Ensuring that all the components mentioned above maintain their quality, even when significant modifications are made, is a very important challenge to ensure that the project progresses in the right direction. We develop tools that allow us to check, for each change, the performance on each of the above themes and to easily reproduce any regressions discovered.

Ground truth

Ground truth editor for non-regression tests.

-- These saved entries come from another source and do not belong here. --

PR #3498, opened 2017-02-07
interfaces_ppps_edit text format and validation

phil-davis:
1) Remove embedded HTML from strings.
2) Make "The MTU is too big" message actually come out. The code around line 300 was rubbish (maybe from before bootstrap?).
3) Show friendly description rather than 'wan' 'lan' opt1' in interface link list.
4) If any specific link parameters are set, then open the advanced section on page load.

Basically every time I tried to do something to display/test the various error messages I found some other issue. So this became a general "keep fixing it" change.

### DIFF
--- a/src/usr/local/www/interfaces_ppps_edit.php
+++ b/src/usr/local/www/interfaces_ppps_edit.php
@@ -294,26 +294,20 @@ if (isset($_POST) && is_array($_POST) && count($_POST) > 0) {
 			}
 		}
 
-		// Loop through fields associated with an individual link/port and make an array of the data
-		$port_fields = array("localip", "gateway", "subnet", "bandwidth", "mtu", "mru", "mrru");
+		// Loop through each individual link/port and check max mtu
 		foreach ($_POST['interfaces'] as $iface) {
-			foreach ($port_fields as $field_label) {
-				if (isset($_POST[$field_label . $iface]) &&
-				    strlen($_POST[$field_label . $iface]) > 0) {
-					$port_data[$field_label][] = $_POST[$field_label . $iface];
-					$pconfig[$field_label][$iface] = $_POST[$field_label . $iface];
-					$parent_array = get_parent_interface($iface);
-					$parent = $parent_array[0];
-					$friendly = convert_real_interface_to_friendly_interface_name($parent);
-					if ($field_label == "mtu" && isset($config['interfaces'][$friendly]['mtu']) &&
-					    $_POST[$field_label . $iface] > ($config['interfaces'][$friendly]['mtu'] - 8)) {
-						$input_errors[] = sprintf(gettext("The MTU (%d) is too big for %s (maximum allowed with current settings: %d)."),
-						    $_POST[$field_label . $iface], $iface, $config['interfaces'][$friendly]['mtu'] - 8);
-					}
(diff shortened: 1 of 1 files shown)


src/usr/local/www/interfaces_ppps_edit.php
```diff
@@ -294,26 +294,20 @@
...
 		}
 
-		// Loop through fields associated with an individual link/port and make an array of the data
-		$port_fields = array("localip", "gateway", "subnet", "bandwidth", "mtu", "mru", "mrru");
+		// Loop through each individual link/port and check max mtu
 		foreach ($_POST['interfaces'] as $iface) {
-			foreach ($port_fields as $field_label) {
-				if (isset($_POST[$field_label . $iface]) &&
-				    strlen($_POST[$field_label . $iface]) > 0) {
-					$port_data[$field_label][] = $_POST[$field_label . $iface];
```
phil-davis: Note: $port_data is actually set up correctly further down, this line was crud that was never being executed.

src/usr/local/www/interfaces_ppps_edit.php
```diff
@@ -294,26 +294,20 @@
...
-					$pconfig[$field_label][$iface] = $_POST[$field_label . $iface];
```
phil-davis: Note: $pconfig = $_POST is above this, and already did what this was attempting to do. This line was crud that was never being executed.

src/usr/local/www/interfaces_ppps_edit.php
```diff
@@ -294,26 +294,20 @@
 			}
 		}
 
-		// Loop through fields associated with an individual link/port and make an array of the data
-		$port_fields = array("localip", "gateway", "subnet", "bandwidth", "mtu", "mru", "mrru");
```
phil-davis: We do not need to loop through all these fields any more, the only field that has validation is 'mtu'.

rbgarga:
@phil-davis can you split it in 2 different PRs? RELENG_2_3 doesn't have the new SetHelp() format but other changes are useful to be cherry-picked there

phil-davis:
Yep, will do.

phil-davis:
See #3501

src/usr/local/www/interfaces_ppps_edit.php
```diff
@@ -294,26 +294,20 @@
...
-					    $_POST[$field_label . $iface] > ($config['interfaces'][$friendly]['mtu'] - 8)) {
-						$input_errors[] = sprintf(gettext("The MTU (%d) is too big for %s (maximum allowed with current settings: %d)."),
-						    $_POST[$field_label . $iface], $iface, $config['interfaces'][$friendly]['mtu'] - 8);
-					}
+			if (isset($_POST['mtu'][$iface]) &&
+			    strlen($_POST['mtu'][$iface]) > 0) {
+				$parent_array = get_parent_interface($iface);
+				$parent = $parent_array[0];
+				$friendly = convert_real_interface_to_friendly_interface_name($parent);
+				if (isset($config['interfaces'][$friendly]['mtu']) &&
```
phil-davis: Note: This actually is better (needs to be) a !empty() rather than isset(). That has been fixed in the later PR.

PR #3501, opened 2017-02-07
interfaces_ppps_edit fixes that will work on 2.3.3 also

phil-davis:
1) Make "The MTU is too big" message actually come out. The code around line 300 was rubbish (maybe from before bootstrap?).
2) Show friendly description rather than 'wan' 'lan' opt1' in interface link list.
3) If any specific link parameters are set, then open the advanced section on page load.

I tested on a 2.4 system, then applied these diff on a 2.3.3 system and it worked there also. So this should backport fine.


phil-davis:
As requested in #3498 this is the changes that work with 2.3.3 also.
After this is merged I will make another PR on top for the setHelp changes that are not compatible with 2.3.3

PR #3985, opened 2018-09-20
fix a few bugs in system.inc and system.php

luckman212:
I've been working on fixing a few things related to static route creation/deletion from DNS server bindings on System > General. There were at least 2 bugs there, which could cause dangling static routes to remain on the system without indication. This has the potential to cause serious issues.

Summary for this PR:

- Fixes bug that was causing static routes to not be deleted after removing DNS servers from your list (see repro steps on the redmine)
- Fixes bug that caused orphan `<dnsNgw>` entries to remain in config.xml even after deleting those gateways
- Reduces log spew for route deletes where route did not exist (uses `-q` flag). This was happening every time a DNS server was deleted that had its gw set to `none` since there was never a route created in the first place
- Fixes truncated IPv6/long gateway names by adjusting field widths using `->setWidth()` on some form elements
- Better worded and more detailed error message when trying to set a gateway for a DNS server that lies within a directly-connected subnet
- Fixes broken logic for `$multiwan` detection (previous code would enable "multiwan" mode even if there was just a single interface configured with a gateway)

- [x] Redmine Issue: https://redmine.pfsense.org/issues/8922
- [x] Ready for review

### DIFF
--- a/src/usr/local/www/system.php
+++ b/src/usr/local/www/system.php
@@ -139,11 +139,11 @@ foreach ($timezonedesc as $idx => $desc) {
 	    sprintf(ngettext('(%1$s hour %2$s GMT)', '(%1$s hours %2$s GMT)', intval($hr_offset)), $hr_offset, $direction_str);
 }
 
-$multiwan = false;
+$multiwan = 0;
 $interfaces = get_configured_interface_list();
 foreach ($interfaces as $interface) {
 	if (interface_has_gateway($interface)) {
-		$multiwan = true;
+		$multiwan++;
 	}
 }
 
@@ -221,7 +221,7 @@ if ($_POST) {
 		if ($_POST[$dnsgwname] && ($_POST[$dnsgwname] <> "none")) {
 			foreach ($direct_networks_list as $direct_network) {
 				if (ip_in_subnet($_POST[$dnsname], $direct_network)) {
-					$input_errors[] = sprintf(gettext("A gateway can not be assigned to DNS '%s' server which is on a directly connected network."), $_POST[$dnsname]);
+					$input_errors[] = sprintf(gettext("A gateway cannot be specified for %s because that IP is part of a directly connected subnet %s. To use that nameserver, change its Gateway to `none`."), $_POST[$dnsname], $direct_network);
 				}
 			}
 		}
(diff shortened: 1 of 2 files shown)


luckman212:
Congratulations on the release of 2.4.4 today. I hope this one can make it in for 2.4.4-p1

src/usr/local/www/system.php
```diff
@@ -506,7 +526,7 @@ function is_timezone($elt) {
 		$dnsserver
 	))->setHelp(($is_last_dnsserver) ? $dnsserver_help:null);
 
-	if ($multiwan)	{
+	if ($multiwan > 1)	{
```
rbgarga: Replace TAB by space between `)` and `{`

src/usr/local/www/system.php
```diff
@@ -221,7 +221,7 @@ function is_timezone($elt) {
 		if ($_POST[$dnsgwname] && ($_POST[$dnsgwname] <> "none")) {
 			foreach ($direct_networks_list as $direct_network) {
 				if (ip_in_subnet($_POST[$dnsname], $direct_network)) {
-					$input_errors[] = sprintf(gettext("A gateway can not be assigned to DNS '%s' server which is on a directly connected network."), $_POST[$dnsname]);
+					$input_errors[] = sprintf(gettext("A gateway cannot be specified for %s because that IP is part of a directly connected subnet %s. To use that nameserver, change its Gateway to `none`."), $_POST[$dnsname], $direct_network);
```
jim-p: Change "IP" to "IP address" or "address" ([ref](https://www.netgate.com/docs/pfsense/references/style-guide.html#what-to-avoid))

src/usr/local/www/system.php
```diff
@@ -242,6 +242,22 @@ function is_timezone($elt) {
...
+		  	$dns_servers_arr = $config['system']['dnsserver'];
+	 		foreach ($dns_servers_arr as $arr_index => $this_dnsserver) {
+	   			$i = (int)$arr_index + 1;
+	   			$this_dnsgw = $config['system']['dns'.$i.'gw'];
+				unset($gatewayip);
+				unset($inet6);
+				if ((!empty($this_dnsgw)) && ($this_dnsgw != 'none') && (!empty($this_dnsserver))) {
+					$gatewayip = lookup_gateway_ip_by_name($this_dnsgw);
+					$inet6 = is_ipaddrv6($gatewayip) ? '-inet6 ' : '';
+					mwexec("/sbin/route -q delete -host {$inet6}{$this_dnsserver} {$gatewayip}");
```
jim-p: You do not need to specify the gateway when deleting a route, and doing so could be more error prone than leaving it off in this case.

luckman212: Got it. Fixed.

src/usr/local/www/system.php
luckman212: Done.

src/usr/local/www/system.php
luckman212: Fixed

luckman212:
I also made a tiny correction on the helptext (capitalize "NAT" and remove the `.`)

src/usr/local/www/system.php
```diff
@@ -139,11 +139,11 @@ function is_timezone($elt) {
 	    sprintf(ngettext('(%1$s hour %2$s GMT)', '(%1$s hours %2$s GMT)', intval($hr_offset)), $hr_offset, $direction_str);
 }
 
-$multiwan = false;
+$multiwan = 0;
 $interfaces = get_configured_interface_list();
 foreach ($interfaces as $interface) {
 	if (interface_has_gateway($interface)) {
-		$multiwan = true;
+		$multiwan++;
```
rbgarga: Why not break foreach here instead of changing variable to int?

luckman212: That's how it was before, but you're right it's not efficient. I just pushed a small change to break out of the loop as soon as its >1.

I wonder if the whole "hide the gateways menu if there is only 1" is even worth it. There doesn't seem to be much downside to me of always showing the popup menus, and they will just default to "none" on single-WAN systems.

It could even be useful—I wonder what happens when you have a gateway selected for a DNS server and then that gateway is removed. Does the DNS change back to "none"? Or does the system prevent you from deleting it? If not, then the config might end up with a DNS server bound to a gateway and since the GUI is now hidden, no way to change it back aside from deleting/re-adding (I haven't tested this).

luckman212:
@rbgarga @jim-p Anything else holding this one up? I made the requested changes some time ago...

rbgarga:
@luckman212 sorry for the long delay. Could you please rebase your fork?

sbeaver-netgate:
Please resolve the conflicts as noted above.

luckman212:
@rbgarga I rebased my fork, is that good to go now, or do I have to also rebase the branch?

PR #3990, opened 2018-09-25
Hide "Drag to Change Order" text when roworderdragging is disabled

luckman212:
If `$config['system']['webgui']['roworderdragging']` is true, then dragging to reorder firewall rules is disabled. This simple change hides the header text saying that you can drag, if in fact, you cannot.

(This is a redo of https://github.com/pfsense/pfsense/pull/3983 in a single commit)

- [ ] Redmine Issue: not needed?
- [x] Ready for review

### DIFF
--- a/src/usr/local/www/firewall_rules.php
+++ b/src/usr/local/www/firewall_rules.php
@@ -328,6 +328,12 @@ if (isset($config['interfaces'][$if]['blockbogons'])) {
 	$showblockbogons = true;
 }
 
+if (isset($config['system']['webgui']['roworderdragging'])) {
+	$rules_header_text = 'Rules';
+} else {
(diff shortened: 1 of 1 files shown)


src/usr/local/www/firewall_rules.php
```diff
@@ -328,6 +328,12 @@ function delete_nat_association($id) {
 	$showblockbogons = true;
 }
 
+if (isset($config['system']['webgui']['roworderdragging'])) {
+	$rules_header_text = 'Rules';
+} else {
+	$rules_header_text = 'Rules (Drag to Change Order)';
+}
```
rbgarga: Please add `gettext()` calls on strings and remove from variable

luckman212: Ok, you got it

PR #3991, opened 2018-09-25
attempt to show last IA_PD received from ISP by reading dhcpd.log

luckman212:
When DHCP6 is enabled on an interface and Prefix Delegation is requested, there is nowhere in the GUI to see:

- whether an IA_PD was received from the ISP
- what the prefix was

This is an attempt to get this info by parsing `dhcpd.log` and display it on the DHCPv6 Server page. I don't know if there is any other way but I am of course open to input!

_related forum thread: https://forum.netgate.com/topic/135723/ipv6-ra-prefix-doesn-t-match-interface-prefix-id_

- [x] Redmine Issue: https://redmine.pfsense.org/issues/8946
- [x] Ready for review

_after applying this patch:_
image

### DIFF
--- a/src/usr/local/www/services_dhcpv6.php
+++ b/src/usr/local/www/services_dhcpv6.php
@@ -668,6 +668,12 @@ $group->add($f2);
 
 $section->add($group);
 
+exec("/usr/local/sbin/clog /var/log/dhcpd.log | /usr/bin/awk '/IA_PD prefix:\ /{print $8}' | tail -n1", $ia_pd);
+$section->addInput(new Form_StaticText(
+	'Last PD Received',
+    $ia_pd ? implode($ia_pd):'No IA_PD found. Try a DHCP release/renew on your WAN interface.'
+    ));
+
 $f1 = new Form_Input(
 	'prefixrange_from',
 	null,


rbgarga:
I'm wondering if there is a way to detect it during the process and save int on a file to be used by other processes. That would be a much better approach

jim-p:
I'd rather see another approach used if we do it at all. This method also won't work unless the user runs the client in debug mode, which isn't the default, so for most people this wouldn't show anything.

We have a script that runs but it [doesn't appear that dhcp6c exposes the prefix information](https://www.freebsd.org/cgi/man.cgi?query=dhcp6c&apropos=0&sektion=0&manpath=FreeBSD+11.2-RELEASE+and+Ports&arch=default&format=html) in the environment so there wouldn't be a way to grab it that I see. If it did that, however, lots of other problems would be solved, too (like using track prefixes for other purposes like VPNs and NPt). That would require changes in dhcp6c though.

luckman212:
Yes I realized this morning that this only works if dhcp6c is started in debug mode. I'm looking into directly modifying the dhcp6c code to stuff this into a file.

Would `/tmp/<ifname>_iapd` be a good place for this? Or `/var/etc/...` ?

rbgarga:
If we change dhcp6c to make it to expose this in the environment, the script used could write down the file. It would make dhcp6c change more generic and maybe accepted upstream.

sbeaver-netgate:
net/dhcp6/files/dhcp6c.in perhaps?

rbgarga:
> Started down this road but got stuck immediately. I am looking for the source for `dhcp6c.c` but can't find it anywhere in the ports tree.
> 
> I expected to find it at:
> https://github.com/pfsense/FreeBSD-ports/tree/devel/net/dhcp6/files
> 
> But I only see a few helper scripts (`*.in` files) there?
> 
> The last commit ([pfsense/FreeBSD-ports@4541846](https://github.com/pfsense/FreeBSD-ports/commit/454184635b694e9ee316229dd307991174848e7d)) says the port wasn't being actively maintained and was changed to track [hrs-allbsd/wide-dhcpv6](https://github.com/hrs-allbsd/wide-dhcpv6/) ... Is that still true though?
> 
> ...because https://www.freshports.org/net/dhcp6/ shows recent commits...(as of 9/2/2018)
> 
> ...and, the `PORTREVISION` of [FreeBSD-ports/net/dhcp6/Makefile](https://github.com/pfsense/FreeBSD-ports/blob/devel/net/dhcp6/Makefile) = `20080615.2`
> 
> ...but upstream is now a few commits ahead at `20080615.2_2`
> 
> Meanwhile, the last commit to [hrs-allbsd/wide-dhcpv6](https://github.com/hrs-allbsd/wide-dhcpv6/commits/freebsd) was on3/1/2017 and there are open PR's sitting almost 1 year old...
> 
> If nothing else changes, I assume the work would need to begin with:
> https://github.com/hrs-allbsd/wide-dhcpv6/blob/freebsd/dhcp6c.c
> 
> **But given the above confusion, not sure where to go from here.**

This is the right place - https://github.com/hrs-allbsd/wide-dhcpv6

@hrs-allbsd is a FreeBSD committer who maintains dhcp6 code for FreeBSD ports, and we are downstream in this case

jim-p:
I suggest we close this and wait for a new set of PRs based on the alternate methods we described above.

luckman212:
No problem, I agree.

  • Semi-automated input of ground truth boxes and their tracking
  • Comparison to fusion result to track missed/invented surfaces

Build Server

To prevent regressions, we have for each commit:

  • A monitoring of quality indicators,
  • Warnings in case of regression,
  • Direct integration into the source control tool,
  • Advanced display of test results and steps to reproduce them.

Simulation Editor & Behavior Tester

Assists in maintaining existing behaviors and prototyping new ones.

  • From a replay (real situation) or from generated data (imagined situations),
  • Adding or modifying vehicles and behaviors,
  • Expected car's behavior editor for automated non regression testing.